I have been confused for a long time and this year I grew corn and saw unmistakable signs of sulfur deficiency. When I looked closer, many other crops were showing signs too, but less noticeable. I applied Epson salt to stunted plants it quickly triggered growth spurts in all of them. Since Mg is a micronutrient and I didn't see Mg deficiency prior, the effects were not from addition of magnesium.  To confirm my speculation, I did another soil test with sulfur included ( S not included in basic $20 soil test from MU extra $5 for SO4 test) and the number is very low at 6 ppm. In farm land soil, 15 ppm is considered the critical level.

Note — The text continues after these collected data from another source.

PR #705, opened 2018-01-29
Added an example for Resource view

akeroyd:
I've added an example using the Resource settings for a multi-column daily view.


jquense:
thanks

Sulfur is the fourth macro nutrient plants need and works synergistically with nitrogen. There's a global decline in soil S due to less deposit from air pollution. In some places it has become the rate limiting factor in crop yield. I have harvested lots of food from my garden in the past years and don't return nutrients as humaure so Sulfur is leaving the system. I do have chickens fed with purchased feeds. Apparently, inputs from chicken manure is not enough to replenish what's lost especially if grains in the feed are also grown in S deficient soil.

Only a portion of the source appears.